Stored data entries
╔══

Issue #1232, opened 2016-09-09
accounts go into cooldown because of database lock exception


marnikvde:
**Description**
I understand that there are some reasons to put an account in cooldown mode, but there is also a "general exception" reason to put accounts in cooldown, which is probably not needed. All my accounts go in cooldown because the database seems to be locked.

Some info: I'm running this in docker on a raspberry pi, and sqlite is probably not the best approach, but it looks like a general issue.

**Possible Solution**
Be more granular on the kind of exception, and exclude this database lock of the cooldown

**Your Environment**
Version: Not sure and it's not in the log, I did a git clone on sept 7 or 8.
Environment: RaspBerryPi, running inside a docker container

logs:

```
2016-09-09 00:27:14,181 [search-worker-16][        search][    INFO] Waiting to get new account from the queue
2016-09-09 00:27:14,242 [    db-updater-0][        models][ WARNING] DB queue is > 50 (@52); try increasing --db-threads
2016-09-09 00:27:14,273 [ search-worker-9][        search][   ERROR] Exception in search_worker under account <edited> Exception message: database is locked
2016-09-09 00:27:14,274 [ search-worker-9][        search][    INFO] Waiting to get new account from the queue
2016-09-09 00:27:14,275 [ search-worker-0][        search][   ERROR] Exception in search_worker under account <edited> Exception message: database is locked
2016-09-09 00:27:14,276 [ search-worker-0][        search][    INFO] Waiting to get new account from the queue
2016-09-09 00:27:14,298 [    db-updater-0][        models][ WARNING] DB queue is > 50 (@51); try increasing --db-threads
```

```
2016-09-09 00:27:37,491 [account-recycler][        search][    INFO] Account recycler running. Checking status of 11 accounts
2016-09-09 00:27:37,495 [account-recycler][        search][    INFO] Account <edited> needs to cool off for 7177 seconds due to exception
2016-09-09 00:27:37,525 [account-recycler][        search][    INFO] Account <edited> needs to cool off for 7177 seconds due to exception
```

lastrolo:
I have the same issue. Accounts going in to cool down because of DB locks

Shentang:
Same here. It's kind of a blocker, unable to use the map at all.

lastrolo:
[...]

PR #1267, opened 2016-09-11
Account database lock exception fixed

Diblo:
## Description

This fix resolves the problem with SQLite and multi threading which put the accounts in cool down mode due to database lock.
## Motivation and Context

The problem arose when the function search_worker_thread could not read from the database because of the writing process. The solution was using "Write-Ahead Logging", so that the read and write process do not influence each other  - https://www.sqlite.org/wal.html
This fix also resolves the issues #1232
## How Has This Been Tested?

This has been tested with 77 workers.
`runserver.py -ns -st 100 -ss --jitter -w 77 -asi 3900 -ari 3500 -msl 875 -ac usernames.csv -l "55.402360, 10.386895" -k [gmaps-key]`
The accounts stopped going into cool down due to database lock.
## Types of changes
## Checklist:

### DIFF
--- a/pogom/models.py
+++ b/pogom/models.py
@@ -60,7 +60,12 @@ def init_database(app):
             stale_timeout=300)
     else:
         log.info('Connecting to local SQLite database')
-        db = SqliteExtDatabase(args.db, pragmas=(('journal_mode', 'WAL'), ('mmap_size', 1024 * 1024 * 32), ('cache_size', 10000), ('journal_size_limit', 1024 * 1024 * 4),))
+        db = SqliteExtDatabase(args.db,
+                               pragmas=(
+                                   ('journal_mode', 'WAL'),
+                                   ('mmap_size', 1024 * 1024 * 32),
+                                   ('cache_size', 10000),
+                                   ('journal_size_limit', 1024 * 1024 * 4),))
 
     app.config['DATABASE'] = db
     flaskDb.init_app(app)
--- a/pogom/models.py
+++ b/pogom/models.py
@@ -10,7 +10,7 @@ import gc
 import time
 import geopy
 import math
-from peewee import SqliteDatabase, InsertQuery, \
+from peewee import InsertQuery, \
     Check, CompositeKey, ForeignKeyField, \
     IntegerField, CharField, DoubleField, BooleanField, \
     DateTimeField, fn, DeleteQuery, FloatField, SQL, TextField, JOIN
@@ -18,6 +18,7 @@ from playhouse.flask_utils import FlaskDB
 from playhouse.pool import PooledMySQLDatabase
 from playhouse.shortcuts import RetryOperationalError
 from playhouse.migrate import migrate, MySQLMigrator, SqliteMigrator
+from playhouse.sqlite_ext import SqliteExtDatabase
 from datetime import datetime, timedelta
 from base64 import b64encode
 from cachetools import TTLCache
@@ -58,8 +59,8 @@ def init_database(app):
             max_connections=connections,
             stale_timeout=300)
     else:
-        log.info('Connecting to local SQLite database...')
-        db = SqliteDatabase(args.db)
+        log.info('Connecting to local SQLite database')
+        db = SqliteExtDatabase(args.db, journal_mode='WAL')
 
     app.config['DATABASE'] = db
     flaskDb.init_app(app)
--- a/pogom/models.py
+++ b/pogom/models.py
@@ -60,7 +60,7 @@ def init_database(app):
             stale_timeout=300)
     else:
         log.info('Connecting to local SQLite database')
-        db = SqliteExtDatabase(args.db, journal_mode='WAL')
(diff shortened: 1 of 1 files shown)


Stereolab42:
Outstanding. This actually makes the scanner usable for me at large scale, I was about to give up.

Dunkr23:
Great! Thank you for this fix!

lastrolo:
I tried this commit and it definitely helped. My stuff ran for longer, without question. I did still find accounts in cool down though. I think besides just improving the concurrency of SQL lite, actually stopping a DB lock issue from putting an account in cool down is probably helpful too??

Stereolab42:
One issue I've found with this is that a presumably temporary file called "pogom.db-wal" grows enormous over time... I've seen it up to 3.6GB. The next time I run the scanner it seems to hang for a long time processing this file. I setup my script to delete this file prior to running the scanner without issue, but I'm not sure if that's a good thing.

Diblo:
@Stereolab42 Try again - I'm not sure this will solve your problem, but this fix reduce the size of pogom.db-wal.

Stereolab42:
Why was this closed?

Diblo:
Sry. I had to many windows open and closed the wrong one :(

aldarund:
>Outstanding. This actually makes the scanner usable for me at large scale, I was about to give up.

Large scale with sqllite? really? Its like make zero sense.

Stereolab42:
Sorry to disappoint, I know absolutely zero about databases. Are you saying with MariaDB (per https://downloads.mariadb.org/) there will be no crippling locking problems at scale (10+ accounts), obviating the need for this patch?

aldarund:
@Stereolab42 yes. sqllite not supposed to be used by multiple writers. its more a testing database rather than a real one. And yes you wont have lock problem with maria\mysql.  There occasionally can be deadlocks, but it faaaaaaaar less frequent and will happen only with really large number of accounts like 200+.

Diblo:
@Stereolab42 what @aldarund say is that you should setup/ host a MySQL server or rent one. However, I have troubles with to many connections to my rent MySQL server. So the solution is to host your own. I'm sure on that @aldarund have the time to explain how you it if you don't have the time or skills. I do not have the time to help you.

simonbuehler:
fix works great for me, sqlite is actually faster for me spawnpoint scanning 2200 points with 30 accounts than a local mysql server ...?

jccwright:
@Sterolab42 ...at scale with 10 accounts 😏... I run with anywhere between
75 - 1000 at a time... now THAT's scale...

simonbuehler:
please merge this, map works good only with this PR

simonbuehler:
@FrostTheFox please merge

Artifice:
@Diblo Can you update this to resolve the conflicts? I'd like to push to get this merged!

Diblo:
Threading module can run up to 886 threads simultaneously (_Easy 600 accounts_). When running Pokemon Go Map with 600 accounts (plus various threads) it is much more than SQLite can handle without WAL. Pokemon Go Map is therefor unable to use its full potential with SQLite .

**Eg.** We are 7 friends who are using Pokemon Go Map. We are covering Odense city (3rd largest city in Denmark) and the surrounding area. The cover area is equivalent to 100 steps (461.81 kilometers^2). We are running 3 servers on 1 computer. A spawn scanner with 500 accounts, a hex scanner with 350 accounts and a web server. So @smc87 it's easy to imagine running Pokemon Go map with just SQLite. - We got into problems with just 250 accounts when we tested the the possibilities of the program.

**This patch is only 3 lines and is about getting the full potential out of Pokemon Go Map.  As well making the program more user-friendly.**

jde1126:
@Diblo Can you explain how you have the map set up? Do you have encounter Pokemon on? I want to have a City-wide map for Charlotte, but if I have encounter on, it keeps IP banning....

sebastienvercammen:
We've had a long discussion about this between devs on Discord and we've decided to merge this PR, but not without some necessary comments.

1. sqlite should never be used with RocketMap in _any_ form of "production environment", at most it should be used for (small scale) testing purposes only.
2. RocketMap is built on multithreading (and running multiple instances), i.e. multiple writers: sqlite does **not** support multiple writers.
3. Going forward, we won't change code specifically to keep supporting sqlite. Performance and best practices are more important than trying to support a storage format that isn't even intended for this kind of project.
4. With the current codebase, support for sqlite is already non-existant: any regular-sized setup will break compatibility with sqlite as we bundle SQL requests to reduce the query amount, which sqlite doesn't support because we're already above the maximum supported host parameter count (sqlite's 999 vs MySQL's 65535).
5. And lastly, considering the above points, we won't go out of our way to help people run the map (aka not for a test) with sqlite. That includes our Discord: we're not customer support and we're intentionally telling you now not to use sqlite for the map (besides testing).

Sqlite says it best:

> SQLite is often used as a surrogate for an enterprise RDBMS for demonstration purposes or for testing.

╚══

▶ [Exercise objective]:
Say how many lines of the preceding data include the word "host". The number is the whole answer.

▶ [Expected answer]:
2